3.1.2. In-class coaching and video watching

According to the teaching arrangement of the course, I played videos made by the students individually, in combination with the course progress. I also asked students to share their experiences and feelings about making these videos. In addition, to improve students' attention while watching class videos, two students were randomly selected to comment on and score the videos after they were played. In class, teachers will guide students to use their theoretical knowledge to make in-depth interpretations of public management issues, through case studies and interactions with students.

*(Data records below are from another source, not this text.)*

PR #2016, opened 2019-12-17
Updates shows to use coverImage

kierangillen:
- Displays the show's `coverImage` if there are now show images


artsyit:
:rocket: PR was released in v1.20.2 :rocket:

PR #2023, opened 2020-01-03
[AUCT-813] link to non-auction sale WIP

bhoggard:
I need help figuring out how to link the sale. It shows up as underlined text, but a click in the simulator does nothing.

Screen Shot 2020-01-03 at 3 25 54 PM


src/lib/Scenes/Artwork/Components/CommercialPartnerInformation.tsx
```diff
@@ -20,26 +25,31 @@ export class CommercialPartnerInformation extends React.Component<Props> {
...
-                <Sans size="3t" color="black60">
-                  {artwork.shippingInfo}
-                </Sans>
-              )}
-            {artworkEcommerceAvailable &&
-              !!artwork.priceIncludesTaxDisplay && (
-                <Sans size="3t" color="black60">
-                  {artwork.priceIncludesTaxDisplay}
-                </Sans>
+              {artwork.sale ? (
```
sweir27: Will this also show up for auction works? That doesn't seem ideal given we have other treatment for auction sales.

It would be worth adding a comment or logic so this _only_ works if the sale is not an auction.

Also, have you verified what the app's treatment of non-auction sales is? I'm not sure if it was designed to work for that use-case.

bhoggard: Good point. I believe we're not linking because the sale page doesn't look right for these. It shows number of bids, for example.

Image from iOS

bhoggard:
Closing this, as the app sale pages aren't designed for Buy Now sales.

PR #2027, opened 2020-01-09
Adds log out button to app

ashfurrow:
2020 Hackathon. See: https://github.com/artsy/eigen/pull/2977

PR #2028, opened 2020-01-09
Excludes mocks from requiring their own unit tests

ashfurrow:
We're seeing a Danger failure in this PR because I added a new mock, and Danger is insisting we write a unit test _for that mock_: https://github.com/artsy/emission/pull/2027

It's expecting that `src/lib/Scenes/Settings/__mocks__/LoggedInUserInfo.tsx` has a corresponding `src/lib/Scenes/Settings/__mocks__/__tests__/LoggedInUserInfo-tests.tsx` test file. This update excludes mocks from the Danger rule.

EDIT: Forgot to say that I tested this change locally using `DANGER_GITHUB_API_TOKEN=MY_PERSONAL_ACCESS_TOKEN yarn danger pr https://github.com/artsy/emission/pull/2027` and it works 👍


artsyit:
:rocket: PR was released in v1.21.2 :rocket:

PR #2030, opened 2020-01-10
Adds missing cursor to collection artwork pagination query

ashleyjelks:
The relay pagination container was missing the cursor required to fetch new artworks. This PR handles that bug fix.


artsyit:
:rocket: PR was released in v1.21.5 :rocket:

PR #2031, opened 2020-01-13
[MX-135] - Null checks for optional show.kind metadata

brainbicycle:
Added a null check similar to partner name check to prevent crash. 
This is what component looks like with showTypeString:
showComponentWith

and without:
showComponentWithout

### DIFF
--- a/src/lib/Components/Artist/ArtistShows/Metadata.tsx
+++ b/src/lib/Components/Artist/ArtistShows/Metadata.tsx
@@ -16,10 +16,11 @@ interface Props extends ViewProperties {
 class Metadata extends React.Component<Props> {
   render() {
     const partnerName = this.props.show.partner && this.props.show.partner.name
+    const showType = this.showTypeString()
     return (
       <View style={styles.container}>
         {!!partnerName && <Text style={styles.sansSerifText}>{partnerName.toUpperCase()}</Text>}
-        {!!this.showTypeString() && <Text style={styles.sansSerifText}>{this.showTypeString()}</Text>}
+        {!!showType && <Text style={styles.sansSerifText}>{showType}</Text>}
         <SerifText style={styles.serifText}>{this.props.show.name}</SerifText>
         {this.dateAndLocationString()}
         {this.statusText()}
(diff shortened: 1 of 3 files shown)


src/lib/Components/Artist/ArtistShows/Metadata.tsx
```diff
@@ -19,7 +19,7 @@ class Metadata extends React.Component<Props> {
     return (
       <View style={styles.container}>
         {!!partnerName && <Text style={styles.sansSerifText}>{partnerName.toUpperCase()}</Text>}
-        <Text style={styles.sansSerifText}>{this.showTypeString()}</Text>
+        {!!this.showTypeString() && <Text style={styles.sansSerifText}>{this.showTypeString()}</Text>}
```
ashfurrow: A minor piece of feedback, but instead of calling `showTypeString()` twice, we could store it in a local variable above the `return` statement. Purely a stylistic change, but feels nicer (to me, anyway).

brainbicycle: 👍

src/lib/Components/Artist/ArtistShows/__tests__/ArtistShow-tests.tsx
```diff
@@ -46,4 +46,30 @@ it("renders properly", () => {
...
+  }
+
+  const showNullKind = renderer
+    .create(
+      <Theme>
+        <ArtistShow show={showPropsNullKind as any} styles={showStyles} />
+      </Theme>
+    )
+    .toJSON()
+  expect(showNullKind).toMatchSnapshot()
```
ashfurrow: Nice test, thanks!

I think we should put this in its own `it` block with its own name, something like "it renders with a missing show kind" or something. I think there's also an opportunity to remove some duplicate code in the props we inject in.

If we move `showProps` up to the top-level in the test file, then we can use it to build out our `showPropsNullKind` props. Something like this:

```ts
const showPropsNullKind = {
  ... showProps, // this "spreads" out the showProps object so that showPropsNullKind has all the keys and values that showProps has
  kind: null // in the event that a key is repeated, the last one in the object "wins", so this effectively overwrites the `kind: "solo"` from showProps
}
```

The spread operator is one of my favourite language features from ES6 – [here's a blog post with more info](https://dev.to/torianne02/breaking-down-es6-spread-operator-k1m). Let me know what I can clarify!

brainbicycle: 👍 Good suggestions, let me know if this works!

artsyit:
:rocket: PR was released in v1.21.8 :rocket:

PR #2032, opened 2020-01-13
Featured artists module rebase

ashleyjelks:
The work for the Featured Artists module in iOS Collections is complete, it just needed a rebase against `master`  as many changes have been merged since the original `featured-artists-module` branch was created. I didn't want to push to @xtina-starr 's current branch so I created a new with the latest from `master` rebased against the work @xtina-starr has already completed in #2001  

Screen Shot 2020-01-13 at 1 01 58 PM
Screen Shot 2020-01-13 at 1 01 53 PM

PR #2033, opened 2020-01-14
Pass screen width in a variable to relay resize artworks query

ashleyjelks:
Follow up to #2032.

Instead of resizing the artworks images based on a static width of 500 px, this PR adds a variable to the Featured Artists Collections relay query to resize images based on the screen width.


src/lib/relay/QueryRenderers.tsx
```diff
@@ -280,24 +281,28 @@ interface CollectionRendererProps extends RendererProps {
 }
 
 export const CollectionRenderer: React.SFC<CollectionRendererProps> = ({ collectionID, render }) => (
-  <QueryRenderer<QueryRenderersCollectionQuery>
-    environment={environment}
-    query={graphql`
-      query QueryRenderersCollectionQuery($collectionID: String!) {
-        collection: marketingCollection(slug: $collectionID) {
-          ...Collection_collection
+  console.log(Dimensions.get("screen").width, "SCREEEEEEEEN WIDTH"),
```
pepopowitz: Rogue `console.log`. (I'd use the suggestion feature, but it is multiple lines and I don't think the suggestion feature supports that)

ashleyjelks: Good catch!

ashleyjelks:
> Very cool! This is just what I had in mind.
> 
> One thing that would make this really great is a unit test. [Here](https://github.com/artsy/emission/blob/22183b75cf09c9692bd6fa80d6b55b827a3e010c/src/lib/Scenes/Artwork/__tests__/hardware-tests.ts#L1-L3) is an example of how you can mock things in the `react-native` module (like `Dimensions` in this case) and [here](https://github.com/artsy/emission/blob/22183b75cf09c9692bd6fa80d6b55b827a3e010c/src/lib/Scenes/Search/__tests__/AutosuggestResults-tests.tsx#L162) is an example of how to test that a query variable is passed through. I wouldn't say that the unit test is _necessary_ before merging, since the code isn't _too_ complex, but the latter is an example of using [Relay's new Test Utils](https://relay.dev/docs/en/testing-relay-components), which we're trying to standardize on, so it could be useful as practice.

I think this is a great idea! I'll make a ticket to track the work.

artsyit:
:rocket: PR was released in v1.21.7 :rocket:

PR #2037, opened 2020-01-15
Exclude specified artists from featured artist list [FX-1717]

pepopowitz:
Collaboration with @anandaroop 

Addresses https://artsyproduct.atlassian.net/browse/FX-1717.

This PR adds the ability to remove specific featured artists from a collection. The feature [already exists in Reaction](https://github.com/artsy/reaction/blob/09c5a1b8b23b3b9ca0c1090c4c338784f57abb63/src/Apps/Collect2/Routes/Collection/Components/Header/index.tsx#L58) but needed to be moved over to Emission.


artsyit:
:rocket: PR was released in v1.21.8 :rocket:

PR #2042, opened 2020-01-16
Remove per-commit JS bundle options from Example app

ashfurrow:
Emission's Example app was originally intended to be used by PMs, designers, and stakeholders to see the absolute latest JS changes. The app could download the latest JS bundle, or a pull request bundle, or a commit bundle, from an S3 bucket.

The app hasn't been used like this for a while, for a few reasons:

- Emission's Example app wasn't high-fidelity enough to QA features. We're now opting to test only when bundled into an Eigen beta.
- Eigen's beta process is automated (after a manual kick-off)
- Emission library releases are now automated, further simplifying the Eigen beta deploy process.
- The [Emission Example app's automatic deploys](https://github.com/artsy/emission-nebula) have been broken for about eight months (see: https://github.com/fastlane/fastlane/issues/14798).

We have a bunch of infrastructure to support this old way of doing things, but have already deprecated the Example app automatic deploys. 

This PR removes infrastructure from the Example app to select a PR- or commit-specific JS bundle. It also removes the deploy job for these bundles (it was sending them to S3). Finally, it removes a Danger rule around the `package.json` `native-code-version`, which we relied upon to see if JS bundles were compatible with each other. 

One more small step towards merging Eigen+Emission!


artsyit:
:rocket: PR was released in v1.21.9 :rocket:

PR #2045, opened 2020-01-17
Fixes bug causing image to fail to render in collection header

ashleyjelks:
This PR fixes a bug where the collection header image URL was being reformated in Gemini both on the server and the client, thus creating an invalid URL.

[Links to FX-1742](https://artsyproduct.atlassian.net/browse/FX-1742)

Screen Shot 2020-01-17 at 3 23 03 PM

### DIFF
--- a/src/lib/Scenes/Collection/Screens/CollectionHeader.tsx
+++ b/src/lib/Scenes/Collection/Screens/CollectionHeader.tsx
@@ -24,7 +24,7 @@ export const CollectionHeader: React.SFC<CollectionHeaderProps> = props => {
   return (
     <>
       <Box mb={2}>
-        <OpaqueImageView imageURL={url} height={HEADER_IMAGE_HEIGHT} width={screenWidth} />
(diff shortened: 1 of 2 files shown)


artsyit:
:rocket: PR was released in v1.21.11 :rocket:

ashleyjelks:
> 👍
> 
> My understanding of this change is that we will no longer try to fetch a resized image. I'll merge this change, but should there be follow-up work to make it work with resized images? It seems like it would be a potential issue after launch if we are pulling in large images.

The image is resized in [Metaphysics](https://github.com/artsy/emission/blob/1543c66c792c45fa7d993de54287f4d600f850c2/src/lib/Scenes/Collection/Screens/CollectionHeader.tsx#L59) so we don't need to handle the resize a 2nd time in Emission. That boolean `useRawURL ` is what prevents the image component from requesting a resized url from Gemini.  [See OpaqueImageView](https://github.com/artsy/emission/blob/1543c66c792c45fa7d993de54287f4d600f850c2/src/lib/Components/OpaqueImageView/OpaqueImageView.tsx#L104).

PR #1781, opened 2019-08-08
Download pods from a cdn

sweir27:
🎉 🎉 

Followed the instructions here: http://blog.cocoapods.org/CocoaPods-1.7.2/

#trivial

PR #2046, opened 2020-01-17
Removes CocoaPods Specs repo setup

ashfurrow:
Since #1781, we have been downloading CocoaPods specs from the CDN instead of using the Specs repo. That means that this setup step is no longer required, but is still taking up CI time.

Also, Prettier made some changes to the yaml file, so, sure!

### DIFF
--- a/.circleci/config.yml
+++ b/.circleci/config.yml
@@ -76,12 +76,10 @@ jobs:
             - v9-pods-{{ checksum "package.json" }}
 
       - run:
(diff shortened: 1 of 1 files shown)


ashfurrow:
Going to test Peril, one sec... #mergeongreen

brainbicycle:
👍

artsyit:
:rocket: PR was released in v1.21.13 :rocket:

PR #2049, opened 2020-01-21
Remove nebula mentions from docs

brainbicycle:
Just some cleanup in docs now that nebula deploys are retired.


artsyit:
:rocket: PR was released in v1.21.16 :rocket:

3.1.3. Application of theory learned by video

The teacher proposed seven cases in class learning that were selected and grouped voluntarily by the students, and seven group leaders were selected. The case analysis was completed using theoretical knowledge points presented in video lectures. The groups also gave a class presentation of their analysis during the final class of the course, followed by an analysis report. The grade for the case study analysis report will also be an important part of the final evaluation for the course.

3.2. Data collection

After the course ended, the teacher distributed an online survey questionnaire to anonymously collect students' feedback, which was used to study their satisfaction and acceptance of using video production as a pre-class learning activity. To validate the results, a stepwise regression econometric model was constructed in the empirical study and data analysis was conducted using Stata 14. There were 34 students in the class, and 34 questionnaires were collected with a response rate of 100%. Among the 34 valid questionnaires, 19 were male, accounting for 56% of the total, and 15 were female, which is 12% less than the number of male students. The survey respondents were mainly third-year students, accounting for 91% of the total, with 9% of the survey respondents being second-year students.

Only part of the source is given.